Here, this term is not meant as an assessment of race relations, or of black politicians. The shimmering Colgate clean of Obama is a qualifier few others (no matter their situation, place in history, or dental hygiene) could muster. He does not strike the average citizen as a typical politician. We expect, for better or worse, that our political leaders from time to time find themselves between a rock and a legislative hard place. They back-room deal; they lie; they swindle; they cheat and backstab—but they do it all for us. So long as they do not seem to enjoy all of that necessary evil, we shake their dirty hands, let them kiss our babies, and thank them for their time.

Whether or not Obama’s soul is as astringently clean as it appears, what he represents is an anomaly. The good politician. He’s Jimmy Carter…He’s old what’s his name with the apple tree. He must either be sweet but ineffectual, or a mythical beast from our national imagination. If the usual standards hold, it will only be a matter of time.

Looking more to what a character like Obama will likely face, imagine the idealistic, moralistic political leader. Sooner or later the backbone of the moral politician is broken. He will be faced with a dilemma. The dilemmas of states’ craft being what they are, this will be no simple lesser-of-two-evils situation. The good politician will have to choose between his own moral standards (kill only in self-defense, for example) and the protection of the people he serves. If he is too good (and clings to his own moral standards), he fails us. If he becomes too lax with his morality, we learn to loath him, fear him, and bless the day when we can be rid of him. The only path is that of reasonable guilt. He must dirty his hands. He must know when to bend and do what he knows is wrong, what as a citizen he would never do, and bear the weight of that evil, for he is our (civil) servant.

If he remains too good, his morality makes him selfish, and he is condemned. If he loses his goodness, we shall condemn him moreover. If he does what he must, he condemns himself.

Of all the political crimes charged against George Bush in the last few unpopular months, the most heinous for most of us is this: his moralism got in the way. Bush’s ideals about terror, the axis of evil, about what was right—this became more important to him than what we felt was necessary for us. According to his own code of ethics, he was willing to do whatever he must for what he felt was right—he was too good, in his own way. He dirtied our hands for his own morality—thus inverting the trajectory to which we have grown accustomed.

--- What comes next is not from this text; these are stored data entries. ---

PR #55074, opened 2025-05-16
Preserve enum methods when using becomes! on STI subclasses

### LINKED ISSUE #55001: Using `become!` on an STI model sets enum attribute to nil

Yuhi-Sato:
### Motivation / Background

Fixes [rails#55001](https://github.com/rails/rails/issues/55001)

The `becomes!` method fails to preserve enum-based behavior when converting between STI (Single Table Inheritance) subclasses that define different `enum` values for the same attribute.

This is particularly problematic because `enum` defines predicate (`#published?`) and mutator (`#published!`) methods specific to each class. When switching classes via `becomes!`, the internal type mapping (`EnumType`) from the original class is retained, leading to incorrect validation and method behavior.

### Detail

This change ensures that when performing `becomes!`, each attribute is rebound to the destination class’s attribute type using `with_type`. This guarantees that enum accessors work correctly in the destination class context.

A test case using `LiveParrot` and `DeadParrot` subclasses of `Parrot` (each declaring their own enum `:breed`) demonstrates that the fix allows safe conversion between STI subclasses while maintaining proper enum behavior.

Before this change:

```ruby
    parrot = LiveParrot.create!(name: "Scipio", breed: "african")
    dead_parrot = parrot.becomes!(DeadParrot)
    dead_parrot.asian! # => raises ArgumentError
```

This failed due to the original enum mapping from `LiveParrot` being retained.

### Additional information

- The error is raised by `EnumType#assert_valid_value` when the new enum value is not recognized by the old enum mapping.
- This fix ensures consistency with developer expectations when using enums in STI environments.
- To avoid decryption errors for encrypted attributes
  (`ActiveRecord::Encryption::EncryptedAttributeType`), such attributes are
  explicitly skipped when rebinding types.
- This PR is a re-submission of [#55018](https://github.com/rails/rails/pull/55018), which was automatically closed after force-pushing to clean up the commit history. The content is unchanged; only the history was rewritten for clarity.

### Checklist

### DIFF
--- a/activerecord/lib/active_record/persistence.rb
+++ b/activerecord/lib/active_record/persistence.rb
@@ -495,6 +495,14 @@ module ActiveRecord
         becoming.instance_variable_set(:@previously_new_record, previously_new_record?)
         becoming.instance_variable_set(:@destroyed, destroyed?)
         becoming.errors.copy!(errors)
+
+        klass.attribute_types.each do |name, type|
+          next if type.is_a?(ActiveRecord::Encryption::EncryptedAttributeType)
+
+          if (attribute = @attributes[name])
+            @attributes[name] = attribute.with_type(type)
+          end
+        end
       end
 
       became
--- a/activerecord/CHANGELOG.md
+++ b/activerecord/CHANGELOG.md
@@ -1,3 +1,30 @@
+*   Fix `becomes!` to correctly rebind enum attributes when converting
+    between STI subclasses that define different enum mappings for the same column.
+
+    Previously, enum methods such as `#published!` or `#published?` could raise
+    `ArgumentError` or return incorrect values after calling `becomes!`,
+     because the enum type was not properly updated to the new subclass.
+
+    Example:
+
+    ```ruby
+    class Foo < ActiveRecord::Base; end
+
+    class Bar < Foo
+      enum :state, { draft: "draft" }
+    end
+
+    class Baz < Foo
+      enum :state, { published: "published" }
+    end
+
+    bar = Bar.create!(state: "draft")
+    baz = bar.becomes!(Baz)
+    baz.published! # Previously: raises ArgumentError
+    ```
+
+    *Yuhi Sato*
+
 *   `:class_name` is now invalid in polymorphic `belongs_to` associations.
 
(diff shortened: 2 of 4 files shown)


activerecord/lib/active_record/persistence.rb
```diff
@@ -495,6 +495,14 @@ def becomes(klass)
         becoming.instance_variable_set(:@previously_new_record, previously_new_record?)
         becoming.instance_variable_set(:@destroyed, destroyed?)
         becoming.errors.copy!(errors)
+
+        klass.attribute_types.each do |name, type|
+          next if type.is_a?(ActiveRecord::Encryption::EncryptedAttributeType)
```
zzak, line 500: Can you add a test for this?

Yuhi-Sato: @zzak 
I added a test for `ActiveRecord::Encryption::EncryptedAttributeType`.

I think ahead to spring, and then November. I consider this field of worthy souls (many reasonably good human beings on both sides)—and I worry about my culpability as a voter. What am I really willing upon the candidate that I select?

You who shine with hope, with brilliant policies, with valiant pasts and plans for our tomorrows—do you realize the weight of what you will undertake? There will be days when each one of us will hate you, tolerate you, perhaps some will love you—but none of us can forgive you for being too principled. None of us can allow for your hands to be clean. You are running your conscience on this ticket—and we, those who bother to show up, will decide if you are worthy of being both good and bad enough.